L’articolo pubblicato su MF-Milano Finanza a firma dell’onorevole Riccardo Fraccaro dell’11 giugno scorso in cui si parla di un «ritorno alle carte bollate» in seguito alla sentenza del Consiglio di Stato che riafferma come imprescindibile il controllo notarile in sede di costituzione di startup, merita una risposta, onde correggere diverse inesattezze. La procedura digitale introdotta nel 2016, descritta nell’articolo come una best practice, ha invece dimostrato tutti i suoi limiti.

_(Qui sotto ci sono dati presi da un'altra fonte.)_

Issue #818, opened 2025-12-10
Major restructuring to support RFSoC and SPT


tristpinsm:
With the move to support RFSoC boards and the SPT 3G+ camera, we would like to restructure `pysmurf` and support libraries essentially from the ground up.

## `pysmurf` rebuild

Some ideas that have been discussed so far (to be broken down into issues as we progress):
- clearer separation between "core" functionality and instrument-specific features
  - should be reflected in a clearer separation between client and server code
  - move more core stuff into server
  - thin client, specific implementation for a given instrument built on abstract base class
- Simplify and restructure configuration and state
  - state should not be stored in configuration, move to FW
  - make configuration files hierarchical so that higher levels can inherit and we avoid duplication
- "firmware" vs "software
  - some software is currently implemented in `cryo-det`
  - should move back into `pysmurf` unless access to server-side register is needed (may be obviated by move to rogue 6)
- Simplify release scripts
  - move away from complicated and cumbersome bash scripts
  - maybe just maintain Dockerfile and docker-compose configs
  - consider distrobox.it as an alternative to docker compose
- Simplify startup scripts
  - current system is extremely hard to understand
  - argument parsing is very convoluted
  - nested roots of PCIe and cryo is problematic
    - PCIe should be a device, not a root

## SPT 3G+ support

Still defining requirements:
- First task is defining an interface document
- Minimise application-specific shims
- get SPT GPS spec

Rough timeline:
- first run in the lab (Argon, Chicago, Berkeley?)
  - includes timing, detectors, etc
- Camera deployment (28/29)
- Computing system send down season previous to deployment (27/28)
  - doesn’t need to include readout
  - GPS system
- Mid-27 timescale for in lab testing

ruck314:
https://github.com/slaclab/pysmurf/pull/914

PR #914, opened 2026-05-01
Add basic rfsoc + pre-spectra support

swh76:
## Description

Adds support for RFSoC-based hardware (ZCU208) as an alternative to the existing ATCA-crate-based systems. All changes are additive and fully backwards-compatible: the ATCA production path is unaffected when the new flags are not passed.

### New hardware support

The ZCU208 RFSoC board replaces the ATCA crate, AMC carrier, and AMC daughter cards with a single commercial RFSoC board running embedded Linux. It communicates with the server host over Ethernet via the existing PCIe offload card, so `cmb_pcie.py` is still the correct server entry point.

Two firmware variants are supported:

- `MicrowaveMuxZcu208_BaseBand` — standard RFSoC firmware, selected with `--is-rfsoc`
- `MicrowaveMuxZcu208_PreSpectra` — pre-Spectra RFSoC firmware, selected with `--is-prespectra` (implies `--is-rfsoc`)

### Firmware checking and auto-programming

When `--is-rfsoc` is passed, the server startup script (`server_common.sh`) now:

1. SSHes to the RFSoC management interface (`--rfsoc-mgmt-ip`, default `10.0.1.200`) and reads the running firmware target and git hash via `axiversiondump`
2. Selects the correct `linux.tar.gz` image from `/tmp/fw` based on the requested variant (`BaseBand` or `PreSpectra`)
3. If the hash or target doesn't match, copies `system.bit` to the board over SCP, reboots it, and verifies the new hash after reboot
4. Retries `axiversiondump` for up to 60 seconds after ping comes up, to handle the window where the board is reachable but not yet fully initialised

Firmware checking can be disabled with the existing `-D`/`--no-check-fw` flag.

### Docker image changes

`definitions.sh` is refactored from flat per-system variables to a `FW_SYSTEMS` array, with each entry specifying `name|repo_url|tag|fw_files[|zip_file]`. This makes adding or disabling a hardware system a one-line change. `validate.sh` and `build.sh` loop over this array generically. The RFSoC firmware images (`linux.tar.gz`) and pyrogue ZIP are downloaded alongside the existing ATCA assets.

### pyrogue module loading

`CmbPcie.py` previously imported `CryoDet._MicrowaveMuxBpEthGen2.FpgaTopLevel` at module level, which would fail if the pyrogue ZIP was not yet on `sys.path`. The import is now deferred to a helper function called inside `__init__`, after the ZIP has been added to `sys.path`. For RFSoC systems the import resolves to `CryoDet._MicrowaveMuxZcu208.FpgaTopLevel` (a subclass that defaults `isRFSOC=True`); for ATCA it resolves to `_MicrowaveMuxBpEthGen2` as before.

### Implied flags

To reduce error-prone manual flag specification:
- `--is-rfsoc` automatically adds `--disable-bay0` and `--disable-bay1` (RFSoC has no AMC bays)
- `--is-prespectra` implies `--is-rfsoc` and therefore also adds `--disable-bay0` and `--disable-bay1`
- When `--is-rfsoc` is active, `-d /tmp/fw/smurf_cfg/defaults/defaults_rfsoc_zcu208.yml` is passed automatically unless the user explicitly provides `-d`

### Note on TKID

The TKID firmware entry in `definitions.sh` is commented out in this branch (marked "NO LONGER BEING DEVELOPED").  We no longer plan to support this option and are dropping it to reduce deployment docker size.

## Tests done on this branch

- Full server startup with `--is-rfsoc` on a ZCU208 board: firmware hash check passes when board is up to date
- Firmware auto-programming: board running `MicrowaveMuxZcu208_BaseBand` with mismatched hash is successfully reprogrammed and verified
- Firmware target switching: board running `BaseBand` firmware correctly reprogrammed to `PreSpectra` when `--is-prespectra` is passed
- `axiversiondump` retry logic: confirmed server waits correctly when board is slow to initialise after reboot
- ATCA production path: server startup with standard ATCA flags (`-S`, `-N`, `-a`) confirmed unaffected by all changes
- Docker image build: `build_pre-spectra_local.sh` successfully validates and downloads all three system firmware entries (umux, rfsoc BaseBand, rfsoc PreSpectra) and builds the image
- `--disable-bay0`/`--disable-bay1` confirmed auto-injected when `--is-rfsoc` or `--is-prespectra` passed
- Default YML auto-selection confirmed for RFSoC path; user-supplied `-d` correctly overrides it

#### Before
```python
def __init__(self,
             ...
             disable_bay0   = False,
             disable_bay1   = False,
             enable_pwri2c  = False,
             ...):
```

#### After
```python
def __init__(self,
             ...
             disable_bay0   = False,
             disable_bay1   = False,
             is_rfsoc       = False,
             is_prespectra  = False,
             enable_pwri2c  = False,
             ...):
```

Two new optional keyword arguments added, both defaulting to `False`. Existing callers are unaffected.

---

#### Before
```python
def __init__(self,
             ...
             disable_bay0   = False,
             disable_bay1   = False,
             enable_pwri2c  = False,
             ...):
```

#### After
```python
def __init__(self,
             ...
             disable_bay0   = False,
             disable_bay1   = False,
             is_rfsoc       = False,
             is_prespectra  = False,
             enable_pwri2c  = False,
             ...):
```

Same as `CmbPcie`. Two new optional kwargs, both defaulting to `False`.

---

#### Before
```python
def __init__(self,
             ...
             disable_bay0   = False,
             disable_bay1   = False,
             **kwargs):
```

#### After
```python
def __init__(self,
             ...
             disable_bay0   = False,
             disable_bay1   = False,
             is_rfsoc       = False,
             is_prespectra  = False,
             **kwargs):
```

Two new optional kwargs accepted and stored. No logic changes.

---

#### Before
No `--is-rfsoc`, `--rfsoc-mgmt-ip`, or `--is-prespectra` arguments existed.

#### After
Three new optional CLI arguments added to the hardware group:

| Argument | Type | Default | Description |
|---|---|---|---|
| `--is-rfsoc` | flag | `False` | Selects RFSoC hardware path |
| `--rfsoc-mgmt-ip` | string | `10.0.1.200` | RFSoC embedded-processor management IP |
| `--is-prespectra` | flag | `False` | Selects pre-Spectra RFSoC firmware variant; implies `--is-rfsoc` |

---

#### Before
`arg_parser` did not handle `--is-rfsoc`, `--is-prespectra`, `--rfsoc-mgmt-ip`, or `-d`/`--defaults`. These fell through to the catch-all `*` case and were passed to the pysmurf server verbatim as separate tokens, which caused `-d <path>` to be split across two iterations.

#### After
All four are now explicitly handled. `-d`/`--defaults` is consumed as a key-value pair (fixing the split-token bug). `--is-rfsoc` and `--is-prespectra` trigger automatic injection of `--disable-bay0`, `--disable-bay1`, and (for pre-spectra) `--is-prespectra` into the pysmurf server args. `initialize()` now branches on `is_rfsoc`: the ATCA code path is completely unchanged; the RFSoC path calls `checkRFSoCFW`, `findPyrogueFiles("rfsoc")`, and auto-selects the defaults file.

---

#### Before
Firmware was defined as flat shell variables per system:
```bash
fw_repo=...
fw_repo_tag=...
mcs_file_name=...
tkid_fw_repo=...
tkid_fw_repo_tag=...
tkid_mcs_file_name=...
```

#### After
Firmware is defined as a bash array with one pipe-separated entry per system:
```bash
FW_SYSTEMS=(
    "name|repo_url|tag|fw_files[|zip_file]"
    ...
)
```
`validate.sh` and `build.sh` loop over this array generically. To add a new system: append one line. To disable a system: comment out one line.

https://github.com/slaclab/pysmurf/issues/818


python/pysmurf/core/roots/CmbEth.py
tristpinsm, line 26: I guess there is no RFSoC configuration over ethernet (or the PCIe version is ethernet), so this class should never be called with `is_rfsoc=True` or `is_prespectra=True` ? If that's true, maybe it should raise an exception if those set to True?

python/pysmurf/core/roots/Common.py
```diff
@@ -42,6 +42,8 @@ def __init__(self, *,
                  pcie           = None,
                  disable_bay0   = False,
                  disable_bay1   = False,
+                 is_rfsoc       = False,
```
tristpinsm: not really important, but these arguments appear to be unused and could be removed -- also where they are passed to `Common.__init__` in the child classes.

server_scripts/dev_board_eth.py
```diff
@@ -58,6 +58,8 @@
                            pv_dump_file   = args['pv_dump_file'],
                            disable_bay0   = args['disable_bay0'],
                            disable_bay1   = args['disable_bay1'],
+                           is_rfsoc       = args['is_rfsoc'],
+                           is_prespectra  = args['is_prespectra],
```
tristpinsm:
```suggestion
                           is_prespectra  = args['is_prespectra'],
```

tristpinsm:
I will double-check that starting up ATCA SMuRF with this branch still works.

Outside the scope of this PR, but when we start thinking about re-factoring `pysmurf`, building in modularity so that the startup sequence is simpler and support more platforms more easily would be nice.

Also avoiding commiting notebooks and scratch stuff in that potential future.

docker/server/validate.sh
```diff
@@ -12,111 +11,90 @@ function error {
...
-    else
-	    echo "Found."
-    fi
+    local page=1
+
+    echo "Searching for tag ${tag} in repo $1 ..."
+
+    while true; do
+        local api_url="${api_base}?per_page=100&page=${page}"
+        local tags=$(curl \
```
tristpinsm:
```suggestion
        local tags
        tags=$(curl \
          --silent \
          --url "${api_url}" \
          --header "Authorization: token ${GITHUB_TOKEN}" \
          --fail)
        rc=$?

        if [ $rc -ne 0 ]; then
```
My token doesn't have access to the the Zcu repo (I do, I didn't set up that token for it), but this loop wasn't failing, it was going forever. Turns out the status code was being captured for the local variable assignment.

tristpinsm:
ok, with a few more small fixes I'm able to program an ATCA smurf board and run `setup` to completion

tristpinsm (approved):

Per semplificare, infatti, non basta digitalizzare e il numero ridotto di quelle costituite con la forma digitale rispetto all’atto pubblico (1/3 e non 2/3 come sostenuto dall’onorevole Fraccaro) ne è la dimostrazione. Ma non solo: la media del tempo occorso per costituzione e registrazione attraverso i notai è stata di 2/3 giorni rispetto ai 26/30 giorni spesi per svolgere le medesime attività interamente online.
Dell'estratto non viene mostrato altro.